Related Attack Vectors
- Reentrancy Attacks: The opposite side of the same coin, where too much gas is provided
- Gas Limit DoS: Contracts that become unusable when gas prices fluctuate
- Unbounded Operations: Loops that consume unpredictable amounts of gas
Advanced Exploitation Techniques
Multi-Stage Attacks
Sophisticated attackers might combine this vulnerability with other techniques:
solidity
contract AdvancedHack {
King public target;
bool public isLocked;
constructor(address payable _target) payable {
target = King(_target);
uint prize = target.prize();
// Become king
(bool success,) = _target.call{value: prize}("");
require(success, "Failed to become king");
// Lock the contract
isLocked = true;
}
receive() external payable {
// Only accept payments when not locked
require(!isLocked, "Contract is locked");
// Could implement complex logic here
// that consumes more than 2300 gas
complexOperation();
}
function complexOperation() internal {
// Expensive operation that would fail with 2300 gas
for(uint i = 0; i < 100; i++) {
// Some computation
}
}
function unlock() external {
// Only owner can unlock
isLocked = false;
}
}
Front-Running and MEV Considerations
In a real blockchain environment, attackers might use front-running techniques to ensure their exploit transaction gets mined first, preventing others from becoming king before them.
Testing and Verification Strategies
Comprehensive Test Suite
Beyond the basic test shown earlier, security-conscious developers should implement extensive testing:
typescript
describe("King Security Tests", function () {
it("should prevent DoS attacks", async function () {
// Test various attack scenarios
await testContractReceivesEther();
await testGasConsumption();
await testReentrancySafety();
});
it("should handle edge cases", async function () {
// Test with minimal gas
await testWithLowGasLimit();
// Test with contract recipients
await testWithVariousRecipientTypes();
// Test prize overflow scenarios
await testPrizeOverflow();
});
});
Formal Verification
For critical contracts, consider formal verification tools:
solidity
// @invariant king != address(0)
// @invariant prize > 0
contract VerifiedKing {
// Contract with proven properties
}
Conclusion: Lessons Learned
The King contract vulnerability teaches several crucial lessons for smart contract developers:
- Always Consider Failure Cases: Never assume external calls will succeed
- Implement Pull Over Push: Let users withdraw funds instead of pushing payments
- Follow Established Patterns: The Check-Effects-Interactions pattern prevents many vulnerabilities
- Test Extensively: Include tests for failure scenarios and edge cases
- Consider Gas Implications: Understand how much gas your operations require
The Bigger Picture
This CTF challenge represents more than just a technical puzzle—it embodies a fundamental shift in how we think about system design.
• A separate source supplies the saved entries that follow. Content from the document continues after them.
PR #236, opened 2015-06-25
Plotly Offline

chriddyp:


plotly/offline.py
```diff
@@ -0,0 +1,149 @@
...
+    plotlyjs_path = os.path.expanduser(
+        os.path.join(*'~/.plotly/plotlyjs'.split('/')))
+
+    if not os.path.exists(plotlyjs_path):
+        os.makedirs(plotlyjs_path)
+
+    res = requests.get(download_url + '/sourcefiles.json')
+    res.raise_for_status()
+
+    with open(os.path.join(plotlyjs_path, 'sourcefiles.json'), 'w') as f:
```
etpinard: what are these `sourcefiles.json` ?

plotly/offline.py
```diff
@@ -0,0 +1,149 @@
...
+                        'Questions? support@plot.ly.'
+                        .format(source_path=sourcefiles_path))
+
+    sourcefiles = json.load(open(sourcefiles_path))['files']
+
+    # Include all of the files in the dependencies folder
+    scriptpaths = [os.path.join(plotlyjs_dir, *sourcefile.split('/'))
+                   for sourcefile in sourcefiles]
+
+    unrequirejs = ('<script type="text/javascript">'
```
etpinard: package of the week

plotly/offline.py
```diff
@@ -0,0 +1,149 @@
...
+        pass
+
+    plotdivid = uuid.uuid4()
+    jdata = json.dumps(data, cls=utils.PlotlyJSONEncoder)
+    jlayout = json.dumps(layout, cls=utils.PlotlyJSONEncoder)
+
+    script = '\n'.join([
+        'Plotly.plot("{id}", {data}, {layout}).then(function() {{',
+        '    $(".{id}.loading").remove();',
+        '    $(".link--embedview").text("{link_text}");'
```
etpinard: :+1:

etpinard:
This is the best thing that happen to IPython since IPython notebook.

plotly/offline.py
chriddyp: they contain the list of plotly.js dependencies:
```
{
    "files": ["dependencies/d3.v3.min.js", "dependencies/jquery-latest.js", "dependencies/typedarray.js", "plotly.min.js"]
}
```

that way, if we change the dependencies in the future we don't have to change anything on the python lib side. they just explain which files are necessary to include and to download

chriddyp:
please test and review @aneda @cldougl @theengineear ! thx!

plotly/offline.py
etpinard: LOVE IT

chriddyp:
@BRONSOLO @theengineear - did you guys change the folders endpoint on prod? this branch and master are failing in the `test_duplicate_folders` function.

theengineear:
@chriddyp , it's a minor break, looks like ~~409~~ 400 for the particular issue. I just checked out api tests, the 400 is what we're currently expecting. Mind if we change this to a TestCase while we're in here : D ?:

```
"""
test_meta:
==========

A module intended for use with Nose.

"""
import random
import string
from unittest import TestCase

import plotly.plotly as py
from plotly.exceptions import PlotlyRequestError


class FolderAPITestCase(TestCase):

    def setUp(self):
        py.sign_in('PythonTest', '9v9f20pext')

    def _random_filename(self):
        random_chars = [random.choice(string.ascii_uppercase)
                        for _ in range(5)]
        unique_filename = 'Valid Folder'+''.join(random_chars)
        return unique_filename

    def test_create_folder(self):
        try:
            py.file_ops.mkdirs(self._random_filename())
        except PlotlyRequestError as e:
            self.fail('Expected this *not* to fail! Status: {}'
                      .format(e.status_code))

    def test_create_nested_folders(self):
        first_folder = self._random_filename()
        nested_folder = '{0}/{1}'.format(first_folder, self._random_filename())
        try:
            py.file_ops.mkdirs(nested_folder)
        except PlotlyRequestError as e:
            self.fail('Expected this *not* to fail! Status: {}'
                      .format(e.status_code))

    def test_duplicate_folders(self):
        first_folder = self._random_filename()
        try:
        except PlotlyRequestError as e:
            self.assertTrue(400 <= e.status_code < 500)
        else:
            self.fail('Expected this to fail!')

```

theengineear:
This is the only reference to a 409 i can find:

https://github.com/plotly/python-api/blob/master/plotly/plotly/plotly.py#L774

I don't think the library is breaking because of this test :)

Also, I tested the above test changes in python 2.7, i don't *think* i used TestCase stuff that wasn't around in 2.6... but maybe.

plotly/offline.py
```diff
@@ -0,0 +1,149 @@
...
+from __future__ import absolute_import
+
+from plotly import utils
+import uuid
+import json
+import os
+import requests
+
+
+def download_plotlyjs(download_url, plotlyjs_dir='~/.plotly/plotlyjs'):
```
theengineear: Can we get rid of the `download_url` param and just create a streambed url that we *know* and can authenticate at?

Then, we can just write a function to decide whether the requesting user has access?

Additionally, why do we need the `plotlyjs_dir` arg? is there a good reason for folks to need to change this? Also, i think it's not used in the func?

(obviously, the download_url is perfect for the *current* dev though :))

theengineear: Finally, if this didn't require any arguments, we could just call it the first time a user tries to use it, which would mean they don't need to know about it.

plotly/offline.py
theengineear: could this be a bundle we build in streambed and then a single download file for folks?

plotly/offline.py
```diff
@@ -0,0 +1,149 @@
...
+
+def init_notebook_mode(plotlyjs_dir='~/.plotly/plotlyjs'):
+    # TODO: check if ipython is available...?
+    from IPython.display import HTML, display
+
+    # Split and join the install path for cross-OS directories
+    plotlyjs_dir = os.path.expanduser(os.path.join(*'~/.plotly/plotlyjs'.split('/')))
+    sourcefiles_path = os.path.join(plotlyjs_dir, 'sourcefiles.json')
+    if not os.path.exists(sourcefiles_path):
+        raise Exception('Plotly Offline configuration file at {source_path} '
```
theengineear: PlotlyError?

plotly/offline.py
```diff
@@ -0,0 +1,149 @@
...
+                        'is not found.\n'
+                        'If you have a Plotly Offline license, then try '
+                        'running plotly.offline.configure_offline(url) '
+                        'with a licensed download url.\n'
+                        "Don't have a Plotly Offline license?"
```
theengineear: missing whitespace or newline after the `?`

plotly/offline.py
```diff
@@ -0,0 +1,149 @@
...
+    unrequirejs = ('<script type="text/javascript">'
+                   'require=requirejs=define=undefined;</script>')
+
+    display(HTML(
+        unrequirejs +
+        '\n'.join([
+            '<script type="text/javascript">' + open(script).read() +
+            '</script>' for script in scriptpaths
+        ])
+    ))
```
theengineear: *Could* we just have a `bundle.js` thing here so that we can just do:

```
plotly_bundle = open(bundle_path).read()
display(HTML(plotly_bundle))
```

plotly/offline.py
```diff
@@ -0,0 +1,149 @@
...
+
+
+def iplot(figure_or_data, show_link=True, link_text='Export to plot.ly'):
```
theengineear: :tiger2: , can we define a variable in `session.py` the defines which *mode* we're in so that folks can call iplot as necessary? perhaps a plot_option, which would even make it overridable?

theengineear:
@chriddyp , playing around with this now, nice work!

theengineear:
I noticed that when you open notebooks back up, nothing seems to run until the plot is drawn:

image

theengineear:
that said, super cool that opening them backup just *works*

image

theengineear:
nice! plot loads up in nbviewer, that's super solid!

http://nbviewer.ipython.org/gist/theengineear/3b986f62836453d470ea

plotly/offline.py
chriddyp: :+1:

plotly/offline.py
chriddyp: github.com/chriddyp/unrequire.js

plotly/offline.py
chriddyp: @etpinard - funny thing: this actually gets re-drawn by plotly.js when you zoom, pan.

plotly/offline.py
chriddyp: great idea, going to punt :athletic_shoe:  :football: this one to a future release

plotly/offline.py
chriddyp: :+1:

plotly/offline.py
chriddyp: as discussed today, gonna keep it explicitly in this namespace and keep `plotly.plotly` reserved for network comm

chriddyp:
- [ ] bundle it up
- [ ] test in old ipython notebook
- [ ] investigate moving plotting calls to be async to make the notebook load quick

chriddyp:
@etpinard - due to some conflicts in ipython 2.4.1, I'm going to bundle up plotly.js w/out jquery 1.8.3 and instead rely on ipython's 2.0.3 version of jquery. 

here's the test suite on the different versions:

juypter, jquery 1.8.3 (plotlyjs supplied jquery): http://nbviewer.ipython.org/urls/gist.githubusercontent.com/chriddyp/dfa984ec08e9d627ec2b/raw/9dedcb09d658040439a5088b5fd4b547e39836a3/offline-test-suite-juypter-w-jquery.ipynb
jupyter, jquery 2.0.3 (ipython supplied jquery): http://nbviewer.ipython.org/urls/gist.githubusercontent.com/chriddyp/dfa984ec08e9d627ec2b/raw/adc8c38f9f977ee72ea3a2321700ec42f54e12df/offline-test-suite-jupyter-wout-jquery.ipynb
ipython 2.4.1, jquery 2.0.3 (ipython supplied jquery): http://nbviewer.ipython.org/urls/gist.githubusercontent.com/chriddyp/dfa984ec08e9d627ec2b/raw/e90c15f1e17a050cd94040124a200b9c8e3ed3d4/offline-test-suite-ipython24-wout-query.ipynb

at first glance, versions look and interact the same

chriddyp:
@etpinard try zooming on the `2dhistogram_contour_subplots` example.. do you see the black background? (happens on all versions)

plotly/offline.py
chriddyp: :koala:

chriddyp:
@theengineear nice tinkerbell! throwback!

chriddyp:
alright, @theengineear et all, I'm pretty happy with this. can i get a :dancer:?

chriddyp:
@theengineear - oppositions to adding ipython to the test-core circle suite?

theengineear:
Not opposed to adding ipython to core-tests, *but*, then we need to add it as a requirement in `setup.py`.

I'd suggest we go with `ipython[all]` or at least `ipython[notebook]`.

I just did a quick search for ipython tests and it seems that there's some support out there for testing in a notebook: https://pypi.python.org/pypi/pytest-ipynb

I haven't really tried we might be able to test everything we need to *outside* of a notebook environment. Again, just haven't really tried.

chriddyp:
yeah, nvm, I thought that the test_optional wasn't being run by circle... but it is! @theengineear - can I get a :dancer: ?

plotly/offline.py
```diff
@@ -0,0 +1,178 @@
...
+    os.path.join(*'~/.plotly/plotlyjs'.split('/')))
+PLOTLY_OFFLINE_BUNDLE = os.path.join(PLOTLY_OFFLINE_DIRECTORY,
+                                     'plotly-ipython-offline-bundle.js')
+
+__PLOTLY_OFFLINE_INITIALIZED = False
+
+
+def download_plotlyjs(download_url):
+    if not os.path.exists(plotlyjs_path):
+        os.makedirs(plotlyjs_path)
```
theengineear: can you check for write permissions and gracefully exit here? I think the tools.py module defines it:
https://github.com/plotly/python-api/blob/master/plotly/tools.py#L61-76

`_file_permissions`

plotly/offline.py
```diff
@@ -0,0 +1,178 @@
...
+
+    res = requests.get(download_url)
+    res.raise_for_status()
+
+    with open(PLOTLY_OFFLINE_BUNDLE, 'wb') as f:
```
theengineear: binary? is this necessary?

plotly/offline.py
```diff
@@ -0,0 +1,178 @@
...
+        'code to make your first offline graph:',
+        '',
+        'import plotly',
+        'plotly.offline.init_notebook_mode() '
+        '# run at the start of every ipython notebook',
+        'plotly.offline.iplot([{"x": [1, 2, 3], "y": [3, 1, 6]}])'
+    ]))
+
+
+def init_notebook_mode():
```
theengineear: is this function necessary (non-blocking for now, but just out of curiosity)? since `iplot` is really `offline.iplot`, could we just run this as needed?

plotly/offline.py
```diff
@@ -0,0 +1,178 @@
...
+    if not __PLOTLY_OFFLINE_INITIALIZED:
+        raise PlotlyError('\n'.join([
+            'Plotly Offline mode has not been initialized in this notebook. '
+            'Run: ',
+            '',
+            'import plotly',
+            'plotly.offline.init_notebook_mode() '
+            '# run at the start of every ipython notebook',
+        ]))
+    from IPython.display import HTML, display
```
theengineear: You could protect this with our `_ipython_imported`: https://github.com/plotly/python-api/blob/master/plotly/tools.py#L35-40

plotly/offline.py
```diff
@@ -0,0 +1,178 @@
...
+    else:
+        data = figure_or_data
+        layout = {}
+
+    width = layout.get('width', '100%')
+    height = layout.get('height', 525)
+    try:
+        float(width)
+        width = str(width) + 'px'
+    except:
```
theengineear: :cow2: i think you don't need such a broad exception clause, can we just look before we leap on this one? or, catch `(ValueError, TypeError)`? OR, use this format perhaps?

```
try:
   float(width)
except:
    pass
else:
    width = str(width) + 'px'
```

plotly/offline.py
chriddyp: yup, for python 3.3: 
image

plotly/tests/test_core/test_offline/test_offline.py
```diff
@@ -0,0 +1,18 @@
...
+
+"""
+from __future__ import absolute_import
+
+import os
+
+import plotly
+
+
+def test_downloading_file_saves_it_to_the_disk():
```
theengineear: :cow2: , might be a good habit to start using `TestCase` instead of just bare tests.

plotly/tests/test_optional/test_offline/test_offline.py
```diff
@@ -0,0 +1,31 @@
...
+from __future__ import absolute_import
+from nose.tools import raises
+import os
+
+
+from plotly.exceptions import PlotlyError
+import plotly
+
+
+@raises(PlotlyError)
```
theengineear: ditto in here, re: https://github.com/plotly/python-api/pull/236/files#r33808672

plotly/tests/test_optional/test_offline/test_offline.py
```diff
@@ -0,0 +1,31 @@
...
+def test_calling_iplot_before_initializing_raises_an_error():
+    plotly.offline.iplot([{'x': [1, 2, 3]}])
+
+
+def test_no_errors_are_raised_when_properly_initializing_offline_mode():
+    plotly.offline.init_notebook_mode()
+    plotly.offline.iplot([{'x': [1, 2, 3]}])
```
theengineear: can we test this response at all?

plotly/version.py
```diff
@@ -1 +1 @@
-__version__ = '1.6.17'
+__version__ = '1.7.0'
```
theengineear: :smile_cat:

theengineear:
non-blocking, are we pushing this up to pypi though? i feel like we might want to just allow folks to download from github master for a bit?

:dancers:

plotly/offline.py
chriddyp: yeah, here's a scenario where embedding `init_notebook_mode` would cause unexpected things:

1 - User calls iplot. we check module level variable, see that plotly.js hasn't been inserted, so we drop it in
2 - User is messing around, so deletes the cell. plotly.js is already in memory, so no big deal, iplot will still work. User calls iplot again, since we've already imported plotly.js, we don't insert again.

3 - User shares or re-opens the notebook. The original output cell that contained plotly.js was deleted from (2), so now Plotly is undefined

similarly if someone calls iplot, embedding plotly.js, and then makes a plot in the cell *above* the first cell - when re-opening the notebook the first cell containing the `Plotly.plot` call will be before plotly.js was embedded. (This could still occur with `init_notebook_mode` - the user could call `init_notebook_mode` on cell 10, then call iplot later on cell 3, but this way is a little more explicit)

I also thought about just calling this function when we `import` plotly.offline (since that'll necessarily be the first thing called). however, we don't want to attempt to import the JS before someone calls `download_plotlyjs`...

it's definitely annoying though, I'm not sure if there is a better way to do it.

plotly/offline.py
chriddyp: I thought about that. What do you think is more helpful, an exception: `Exception() Offline only works in an IPython notebook` or just the natural `ImportError` that will occur when this line is executed?

plotly/offline.py
chriddyp: :+1:

plotly/offline.py
chriddyp: :+1:

plotly/tests/test_optional/test_offline/test_offline.py
chriddyp: returns `None`. We could refactor `iplot` to call some private functions that we could test..

plotly/tests/test_core/test_offline/test_offline.py
chriddyp: mmm

chriddyp:
@theengineear - yeah, I'm gonna push it up to pypi as those openssl errors that bubbled up through the git+ install scares me.

plotly/tests/test_core/test_offline/test_offline.py
chriddyp: done

plotly/offline.py
theengineear: ah dang! yeah, i guess i didn't think it through enough.

theengineear:
thx @chriddyp !

azarezade:
Sorry if I ask trivial question
but how can I setup plotly with offline mode available?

In traditional systems, we often assume operations will succeed. In blockchain environments, we must design for failure at every step.
The King contract's simplicity makes it an excellent teaching tool, but the principles it demonstrates apply to complex DeFi protocols, NFT marketplaces, and enterprise blockchain solutions. By understanding and addressing these fundamental vulnerabilities, developers can build more robust, secure, and reliable smart contracts that stand the test of time in the adversarial environment of public blockchains.
Further Reading and Resources
- Ethereum Smart Contract Best Practices: https://consensys.github.io/smart-contract-best-practices/
- Solidity Documentation: https://docs.soliditylang.org/
- OpenZeppelin Contracts: Secure, community-audited contract libraries
- Ethernaut: More security challenges and learning resources
- Smart Contract Security Verification Standard: Industry-standard security checklist
By mastering these concepts and applying secure development practices, you'll be well-equipped to identify and prevent similar vulnerabilities in your own smart contract projects.